Copy every line of the records below where the word "values" occurs.

Saved data entries:
****************

PR #792, opened 2020-11-10
SG-19789 Updates to software Licenses

eshokrgozar:
- Added ordereddict to the requirements.  **edit**: This was needed because I was not running the script in python 2.6. Removed it again
- Added a pip freeze step to the third_party script. 
- Updated the software_credits. 
- Re-installed the third_party packages. 
- Updated six version to match in both the main source and the test dir.
- Updated the third_party upgrade script to make sure it only checks locally installed modules


pscadding (changes requested):
I think setuptools is missing from your software credits.
Other than that, it looks great!

pscadding (approved):

python/tank_vendor/requirements.txt
```diff
@@ -0,0 +1,4 @@
+distro==1.4.0
```
jfboismenu, line 1: Please add copyright notice at the top.

tests/python/requirements.txt
```diff
@@ -14,6 +14,8 @@
 # Use to temporarily replace part of the API or mock return vaues.
 mock==2.0.0
 
+ordereddict==1.1
```
jfboismenu, line 17: Are we actually using it?

jfboismenu (approved):
Aside from missing a couple of copyright notices, this looks good to me.

PR #795, opened 2020-11-25
SG-20264 Switched from using support email to Zendesk

eshokrgozar:
Centralized the reference to support as much as possible and changed it from the email address to the Zendesk site


jfboismenu (approved):
Looks good to me!

PR #797, opened 2020-12-07
Added long to accepted entity id types in folder operations

mark-oshea:
We've had issues where folder operations cant run as the entity_id type is long.


staceyoue (commented):
In python 3 there is no `long` type anymore, and python 2 has renamed `long` -> `int` (https://portingguide.readthedocs.io/en/latest/numbers.html).

The hound error `undefined name 'long'` also suggests that tk-core is not supporting versions of python that have the `long` type. @000paradox000 is that right?

staceyoue:
Closing this PR due to inactivity - @mark-oshea please re-open if needed.

PR #801, opened 2021-01-12
SG-16968 update PyYaml

pscadding:
Updates the PyYaml bundled 3rd party package.

Also updates the test fixture since the updated PyYaml appears to format yaml differently to how it previously did.


pscadding:
I don't really understand why it thinks there is a negative code coverage impact.

jfboismenu (changes requested):
Oh no... you're not going to like this. I should have been more specific in my JIRA ticket... When I said "We should upgrade our Python 3 copy to the latest.", it was because the `python2` copy of PyYaml is NOT Python 2.6 compatible, which we still officially support. So we can't upgrade PyYaml right away.

We'll keep this branch in our backpocket, but we'll first need to announce deprecation of Python 2.6. I know @robblau likes to give a 6 month warning, but I'll try to see if we can shorten this to 3 months instead.

The other option would be to just update the Python 3 portion of the code, but this raises a problem. If the formatting is different between both versions, then we need different test files, which complicates the validation.

pscadding:
Ah sorry yeah, having an old version for python 2 and a new version for python 3 would break the tests because of the formatting.
We would need a new fixture and test just for Python 3.

PR #803, opened 2021-02-10
Support mapid key

fdan:
In Renderman for Katana, a udim sequence of textures is designated with the string `_MAPID_`.  In order to use this as a key in our tk-config templates, we need to add this string to tk-core.


fdan:
image

barbara-darkshot:
Hi @fdan ,
It seems like, in the latest versions of Renderman, you can now use <UDIM> instead of _MAPID_ in the texture path.
Can you please confirm that now, `tk-core` works as expected with your custom templates?
Thanks!

PR #810, opened 2021-06-03
SG-22646: Updated Python API

jfboismenu:
Updated the Python to the one that says ShotGrid.


python/tank_vendor/shotgun_api3/lib/mockgun/mockgun.py
```diff
@@ -201,7 +201,7 @@ def __init__(self,
         if schema_path is None or schema_entity_path is None:
             raise MockgunError("Cannot create Mockgun instance because no schema files have been defined. "
                                "Before creating a Mockgun instance, please call Mockgun.set_schema_paths() "
-                               "in order to specify which SG schema Mockgun should operate against.")
+                               "in order to specify which ShotGrid schema Mockgun should operate against.")
```
jfboismenu, line 204: Sergio's initial fixes to the code were overwritten by the actual update.

python/tank_vendor/shotgun_api3/lib/mockgun/mockgun.py
```diff
@@ -246,13 +246,6 @@ def schema_field_read(self, entity_type, field_name=None):
             return self._schema[entity_type]
         else:
             return dict((k, v) for k, v in self._schema[entity_type].items() if k == field_name)
-    
-    def get_next_id(self, entity_type):
```
jfboismenu, line 250: I understand why this was changed, but this broke the tests later so as you'll see.

eshokrgozar (approved):
LGTM

python/tank_vendor/shotgun_api3/lib/mockgun/mockgun.py
jfboismenu: Stacey from Automotive had added this code directly to the Python API inside tk-core instead of doing it in the Python API repo, so it was lost when I updated the API. As you'll see later, I've reimplemented the logic in a similar fashion inside the tests. I've asked the automotive team and they didn't rely on this feature outside tk-core so we're good.

mathurf (approved):
LGTM

Did a sanity check with SG Desktop and by launching DCCs and doing some publishes.
Everything is good.

PR #811, opened 2021-07-07
For SG-23187: Fixed authentication for Autodesk Identity

patrick-hubert-adsk:
The tk-core code had unfortunately not been updated since the decision to add Personal Access Tokens has been made.

Previously, Autodesk Identity suffered the same constraint as logging in with a SSO-enabled site: you needed to use a  Browser-like environment to authenticate

But with the addition of PATs to Autodesk Identity, the old-style username / password (now known as Legacy Username / Passphrase) can also be used to authenticate. This allows existing code to handle Autodesk Identity authentication on sites that have migrated.

Screenshot showing the before/after for a console-based script:
Screen Shot 2021-07-07 at 13 07 52

As can be seen on the first attempt, just the fact that we detect that the site is using Identity is enough to stop the authentication process. The second attempt works, showing the list of projects on the site.

Screenshot showing the before/after for a GUI-based application:
Screen Shot 2021-07-07 at 13 12 59

Screen Shot 2021-07-07 at 13 09 32

You can see on the first image that the user is forced to use the Web authentication.

In the second image, you see that the user is allowed to enter their legacy username and passphrase.

That second behaviour is the default one, unless:
a) you are accessing a Shotgrid-based SSO site (which can only use the Web)
b) you are accessing an Autodesk Identity site with the ShotGrid Desktop (we force the use of the Web login)
c) you call `sgtk.authentication.set_shotgun_authenticator_support_web_login(True)` prior to getting the user.

Took this opportunity to add details when authentication using the ShotGrid-based authentication is used. Notably to notify callers of a missing or incorrect Personal Access Token.

On the console:
Screen Shot 2021-07-09 at 10 55 09

And with the GUI:
Screen Shot 2021-07-09 at 10 47 49
Screen Shot 2021-07-09 at 10 48 01
Screen Shot 2021-07-09 at 10 52 10

NOTE: the error string is obtained directly from the ShotGrid server.

### DIFF
--- a/python/tank/authentication/console_authentication.py
+++ b/python/tank/authentication/console_authentication.py
@@ -28,7 +28,7 @@ from .errors import (
     ConsoleLoginNotSupportedError,
 )
 from tank_vendor.shotgun_api3 import MissingTwoFactorAuthenticationFault
-from .sso_saml2 import is_autodesk_identity_enabled_on_site, is_sso_enabled_on_site
+from .sso_saml2 import is_sso_enabled_on_site
 from ..util.shotgun.connection import sanitize_url
 
 from getpass import getpass
@@ -45,8 +45,6 @@ def _assert_console_session_is_supported(hostname, http_proxy):
     """
     if is_sso_enabled_on_site(hostname, http_proxy):
         raise ConsoleLoginNotSupportedError(hostname, "Single Sign-On")
-    if is_autodesk_identity_enabled_on_site(hostname, http_proxy):
-        raise ConsoleLoginNotSupportedError(hostname, "Autodesk Identity")
 
 
 class ConsoleAuthenticationHandlerBase(object):
--- a/python/tank/authentication/console_authentication.py
+++ b/python/tank/authentication/console_authentication.py
@@ -103,10 +103,10 @@ class ConsoleAuthenticationHandlerBase(object):
                         ),
                         None,
                     )
-            except AuthenticationError:
+            except AuthenticationError as error:
                 # If any combination of credentials are invalid (user + invalid pass or
                 # user + valid pass + invalid 2da code) we'll end up here.
-                print("Login failed.")
+                print("Login failed: %s" % error)
                 print()
 
     def _get_user_credentials(self, hostname, login, http_proxy):
--- a/python/tank/authentication/login_dialog.py
+++ b/python/tank/authentication/login_dialog.py
@@ -63,7 +63,7 @@ def _is_running_in_desktop():
     target site is using Autodesk Identity.
     """
     executable_name = os.path.splitext(os.path.basename(sys.executable))[0].lower()
-    return executable_name == "shotgun"
+    return executable_name in ["shotgun", "shotgrid"]
 
 
 class QuerySiteAndUpdateUITask(QtCore.QThread):
--- a/python/tank/authentication/login_dialog.py
+++ b/python/tank/authentication/login_dialog.py
@@ -371,7 +371,7 @@ class LoginDialog(QtGui.QDialog):
         # We only update the GUI if there was a change between to mode we
         # are showing and what was detected on the potential target site.
         use_web = (
-            self._query_task.sso_enabled or self._query_task.autodesk_identity_enabled
+            self._query_task.sso_enabled
         )
 
         # If we have full support for Web-based login, or if we enable it in our
--- a/python/tank/authentication/login_dialog.py
+++ b/python/tank/authentication/login_dialog.py
@@ -17,6 +17,8 @@ not be called directly. Interfaces and implementation of this module may change
 at any point.
 --------------------------------------------------------------------------------
 """
+import os
+import sys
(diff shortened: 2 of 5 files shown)


python/tank/authentication/console_authentication.py
```diff
@@ -45,8 +45,6 @@ def _assert_console_session_is_supported(hostname, http_proxy):
     """
     if is_sso_enabled_on_site(hostname, http_proxy):
         raise ConsoleLoginNotSupportedError(hostname, "Single Sign-On")
-    if is_autodesk_identity_enabled_on_site(hostname, http_proxy):
```
patrick-hubert-adsk, line 48: Using the console with an Autodesk Identity site is not an issue anymore.

python/tank/authentication/login_dialog.py
```diff
@@ -371,7 +371,7 @@ def _toggle_web(self):
         # We only update the GUI if there was a change between to mode we
         # are showing and what was detected on the potential target site.
         use_web = (
-            self._query_task.sso_enabled or self._query_task.autodesk_identity_enabled
+            self._query_task.sso_enabled
```
patrick-hubert-adsk, line 374: Only ShotGrid-SSO is left as the one authentication mode which absolutely requires a web environment to authenticate.

tests/authentication_tests/test_interactive_authentication.py
```diff
@@ -372,24 +372,6 @@ def test_sso_enabled_site(self, *mocks):
         with self.assertRaises(ConsoleLoginNotSupportedError):
             handler._get_user_credentials(None, None, None)
 
-    @patch(
```
patrick-hubert-adsk, line 375: This test is no longer required.

jfboismenu (approved):
Ah, the best kind of fixes: where you delete code.
Thanks you! This all looks good to me. I really appreciate the detail PR description and screenshots. I'll let @mathurf know that he can start testing this.

python/tank/authentication/login_dialog.py
```diff
@@ -52,6 +54,18 @@
...
+def _is_context_desktop():
+    """
+    Indicate if we are in the context of the ShotGrid Desktop.
+
+    When the ShotGrid Desktop is used, we want to disregard the value returned
+    by the call to `get_shotgun_authenticator_support_web_login()` when the
+    target site is using Autodesk Identity.
+    """
+    executable_name = os.path.splitext(os.path.basename(sys.executable))[0].lower()
+    return executable_name == "shotgun"
```
patrick-hubert-adsk, line 66: @jfboismenu I am wondering if I should add a way to override this behaviour ?

We have already had at least one request from a client to allow the Desktop to connect with the PAT for Identity sites.

patrick-hubert-adsk (commented):
Re-asking for a review

python/tank/authentication/login_dialog.py
jfboismenu, line 66: This code is going to break on Windows, since the executable is named `shotgun.exe`. This is why the `configuration_writer.py` uses `os.path.split(executable)[1].lower().startswith("shotgun")`.

python/tank/authentication/login_dialog.py
```diff
@@ -52,6 +54,18 @@
 THREAD_WAIT_TIMEOUT_MS = 5000
 
 
+def _is_context_desktop():
```
jfboismenu, line 57: I'd avoid the word context here, since Context already means something specific in Desktop. Maybe `_is_running_in_desktop()`?

jfboismenu (changes requested):
Looks good to me, but you need to fix the Windows code.

python/tank/authentication/login_dialog.py
patrick-hubert-adsk: I believe that you did not look closely at the code: I use `os.path.splitext` NOT `os.path.split`
I tested locally on my machine, renaming the Mac OS binary to `Shotgun.exe`, and it was detected as being the desktop.

Actually, I have used this setup:

    % ls -al /Applications/Shotgun.app/Contents/MacOS
    total 216
    drwxr-xr-x 5 root wheel   160 Jul 11 19:27 ./
    drwxr-xr-x 7 root wheel   224 Jun  4 09:35 ../
    -rwxr-xr-x 1 root wheel 71744 Jun  4 09:42 Shotgun
    -rwxr-xr-x 1 root wheel 71744 Jul 11 19:25 Shotgun.exe
    -rwxr-xr-x 1 root wheel 71744 Jul 11 19:27 ShotgunXXX.exe

And both `Shotgun` and `Shotgun.exe` where detected as being `_is_running_in_desktop() == True`
With `ShotgunXXX.exe` and using a `.py` file, it was properly deemed as on being in the desktop.

jfboismenu: image
You're right. I missed the `splitext`.

Could you test for `shotgun` and `shotgrid` please?

jfboismenu (approved):

PR #813, opened 2021-07-12
Using _unswizzled_password

j0yu:
## Issue

[Python 3.2 removed](https://docs.python.org/3/whatsnew/3.2.html?highlight=maketrans#porting-to-python-3-2) Python 2's [`string.maketrans`](https://docs.python.org/2.7/library/string.html?highlight=maketrans#string-functions) and `translate` methods, which were used by `tank_cmd.py`

Therefore when run with newer Python 3 interpreters, e.g. 3.7.6 from ShotGrid Desktop, calling `shotgun_run_action_auth()` will fail with

```python
  File "/path/to/pipe-cfg/install/core/scripts/tank_cmd.py", line 1776, in <module>
    install_root, pipeline_config_root, is_localized, cmd_line[1:]
  File "/path/to/pipe-cfg/install/core/scripts/tank_cmd.py", line 643, in shotgun_run_action_auth
    rot13 = string.maketrans(
AttributeError: module 'string' has no attribute 'maketrans'
```

-----

## Fixed

- Using new `_unswizzled_password()` for Python 2 and 3 compatible rot-13 translation.

### DIFF
--- a/scripts/tank_cmd.py
+++ b/scripts/tank_cmd.py
@@ -639,13 +639,6 @@ def shotgun_run_action_auth(install_root, pipeline_config_root, is_localized, ar
     login = args[3]
     rot13_password = args[4]
 
-    # un-swizzle the password
-    rot13 = string.maketrans(
-        "NOPQRSTUVWXYZnopqrstuvwxyzABCDEFGHIJKLMabcdefghijklm",
-        "ABCDEFGHIJKLMabcdefghijklmNOPQRSTUVWXYZnopqrstuvwxyz",
-    )
-    password = string.translate(rot13_password, rot13)
-
     # now, first try to authenticate
     core_dm = CoreDefaultsManager()
     sa = ShotgunAuthenticator(core_dm)
@@ -659,7 +652,7 @@ def shotgun_run_action_auth(install_root, pipeline_config_root, is_localized, ar
         tank.set_authenticated_user(default_user)
     else:
         # no default user. Have to authenticate
-        if password == "-":
+        if _unswizzled_password(rot13_password) == "-":
             # no password given from shotgun. Try to use a stored session token
             try:
                 user = sa.create_session_user(login)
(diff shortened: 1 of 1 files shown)


jfboismenu:
Hi @j0yu , I'm curious how you've run into this. IIRC this code was called from the old browser plugin based Shotgun integrations, which we stopped supporting years ago.

jfboismenu:
Once reason why we deprecated it was because it was totally unsafe, as you can imagine.

j0yu:
I ran into this trying to replicate the `tank` call that the "Clone this Configuration..." button, which resulted in
```bash
tank shotgun_run_action_auth __clone_pc uid:name:linuxPath:macPath:winPath primaryCfgID userLogin -
```
Is there a more modern CLI or API call that I can make to achieve what  "Clone this Configuration..." button does?

jfboismenu:
There's not, no, but I'm surprised you ran into this code. Did you get a prompt asking you for your password when you ran this? Which platform are you running this on? Browser? Are you using the Shotgun Desktop for the browser integration or a super old browser with the java/browser plugin?

j0yu:
I'm currently running this on CentOS 7, Google Chrome 91.
It does prompt when my session token has expired, as per [tank_cmd.py:shotgun_run_action_auth](https://github.com/shotgunsoftware/tk-core/blob/v0.20.1/scripts/tank_cmd.py#L649-L667) when using `-` as password (final argument in CLI).

In practice, I'm just running the `tank shotgun_run_action_auth ...` from a shell, or Python `subprocess.Popen`, completely bypassing the web browser as I'm able to setup the colon-separated field values myself.

> There's not, no, but I'm surprised you ran into this code.

So far as I have looked, this seems to be the most _publicly available_, dev-friendly way I could find to be able to perform the "Clone this Configuration..." action as described in [Clone the Pipeline Configuration you want to add an app to](https://developer.shotgridsoftware.com/4d147fb2/#clone-the-pipeline-configuration-you-want-to-add-an-app-to) and many of the other, official ShotGrid documentations.

Another option is to have [tk-core/scripts](https://github.com/shotgunsoftware/tk-core/blob/v0.20.1/scripts) and [tk-core/python](https://github.com/shotgunsoftware/tk-core/blob/v0.20.1/python) set in `PYTHONPATH`, then importing `tank_cmd` as a module:
```python
import tank_cmd
tank_cmd.shotgun_run_action_auth(...)
```

But both raises errors if the Python interpreter that eventually runs the `tank_cmd.py` script is newer than, or is, Python 3.2

PR #815, opened 2021-07-22
Pyqt5 patcher

halil3d:
Based off the work done in [tk-krita](https://github.com/diegogarciahuerta/tk-krita/blob/80544f1b40702d58f0378936532d8e25f9981e65/engine.py) by Diego Garcia Huerta.

I've added PyQt5 handling to the `qt_importer.py` so that during engine init `__define_qt5_base` will be called and now PyQt5 can be utilised. tk-krita, tk-katana and any other engines interfacing with dccs with PyQt5 can rely on tk_core QtImporter to do the heavy lifting and avoid having to override `_define_qt_base` or `__define_qt5_base` methods.

### DIFF
--- a/python/tank/platform/engine.py
+++ b/python/tank/platform/engine.py
@@ -2156,9 +2156,10 @@ class Engine(TankBundle):
 
     def __define_qt5_base(self):
         """
-        This will be called at initialization to discover every PySide 2 modules. It should provide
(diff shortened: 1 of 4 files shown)


julien-lang:
Thank you for your contribution. Unfortunately, we do not support PyQt5. Only PySide2 and PySide6.

Please get in touch with Autodesk support if you need help with the Python Qt binding in FPTR Toolkit.

PR #816, opened 2021-07-26
Allow path dict for publish

gplsteph:
SG TK does its best to retrieve a `LocalStorage` from a path for publishes, however there are many use cases where multiple storages could have the same root path on a platform, but different root paths for other platforms.

A typical case is just having a drive letter on Windows, but different mount points for the other platforms, for example:

```
project1:
    windows_path: P:\
    mac_path: /Volume/project1

project2
    windows_path: P:\
    mac_path: /Volume/project2
```

These changes allow to explicitly pass a `{ "local_storage", "relative_path"}` as the `path` parameter to `register_publish` for cases where these values are known in advance.
Unit tests were added to cover the added feature.

### DIFF
--- a/python/tank/util/shotgun/publish_creation.py
+++ b/python/tank/util/shotgun/publish_creation.py
@@ -52,11 +52,14 @@ def register_publish(tk, context, path, name, version_number, **kwargs):
     number. This is used to group together publishes in Shotgun and various
     integrations.
 
-    If the path matches any local storage roots defined by the toolkit project,
-    it will be uploaded as a local file link to Shotgun. If not matching roots
-    are found, the method will retrieve the list of local storages from Shotgun
-    and try to locate a suitable storage. Failing that, it will fall back on a
-    register the path as a ``file://`` url. For more information on
+    The path can either be a string or, for advanced use cases, a dictionary with
+    `local_storage` and `relative_path` values explicitly set.
+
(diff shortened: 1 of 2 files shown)


barbara-darkshot (changes requested):
Hi @gplsteph !

I like this idea but I'd request some code changes.

Instead of using a dictionary to pass the `local_storage` to the `register_publish()` method, I'd introduce a new `kwargs` that I could then use in the `_calc_path_cache()` method called by `_create_published_file()` to be able to filter by root name

This will avoid to have duplicate piece of code and also, with some slight modifications, have the same behavior for the `find_publish()` method

https://github.com/shotgunsoftware/tk-core/blob/master/python/tank/util/shotgun/publish_creation.py#L250
image

https://github.com/shotgunsoftware/tk-core/blob/master/python/tank/util/shotgun/publish_creation.py#L303
image

https://github.com/shotgunsoftware/tk-core/blob/master/python/tank/util/shotgun/publish_creation.py#L519
image

https://github.com/shotgunsoftware/tk-core/blob/master/python/tank/util/shotgun/publish_creation.py#L803
image

https://github.com/shotgunsoftware/tk-core/blob/master/python/tank/util/shotgun/publish_creation.py#L822
image


This is how we could extend the `find_publish()` method to have the same behavior by specifying the local storage name
image

PR #82, opened 2015-08-26
Add a -n option to annotate edges with paths that use them in dot output

ekg:
Looks good. This is to test it out.


ekg:
@adamnovak this is great!

Some ideas for improvement:

1. Also annotate nodes in the same way.
2. Use newlines to condense the annotations.
3. Establish color/symbol combinations using a hash of the sequence name, and/or make this configurable.

Here's what I'm getting.

screenshot from 2015-08-26 10 20 05

I don't know what font it's using by default. I'm on Ubuntu 15.04 if that helps.

ekg:
Oh yeah, and we need a legend...

PR #86, opened 2015-08-28
Include .h instead of .cpp

adamnovak:
It works either way, but I figure this way is better.


ekg:
The test failures are very frustrating. I remain continually perplexed

adamnovak:
The right way to track it down is probably to run the test in a loop under gdb or something.

Which test is the problematic one?

ekg:
I've run it thousands of times and can't get it to fail.... :frowning:

PR #87, opened 2015-08-28
Build on OSX

glennhickey:
This is a minor change to the Makefile to keep allow building on OSX by disabling static link flag on that platform (some details about this here [here](http://stackoverflow.com/questions/3801011/ld-library-not-found-for-lcrt0-o-on-osx-10-6-with-gcc-clang-static-flag)).

PLEASE NOTE: For vg to build on OSX, the xg submodule will also need to be updated to a version that includes [xg pull request 4](https://github.com/ekg/xg/pull/4).


ekg:
Thanks @glennhickey. I don't use OSX and so I can't test on it. This would have been a problem for others.

glennhickey:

****************

• Your response:
In practice, I'm just running the `tank shotgun_run_action_auth ...` from a shell, or Python `subprocess.Popen`, completely bypassing the web browser as I'm able to setup the colon-separated field values myself.
These changes allow to explicitly pass a `{ "local_storage", "relative_path"}` as the `path` parameter to `register_publish` for cases where these values are known in advance.
+    `local_storage` and `relative_path` values explicitly set.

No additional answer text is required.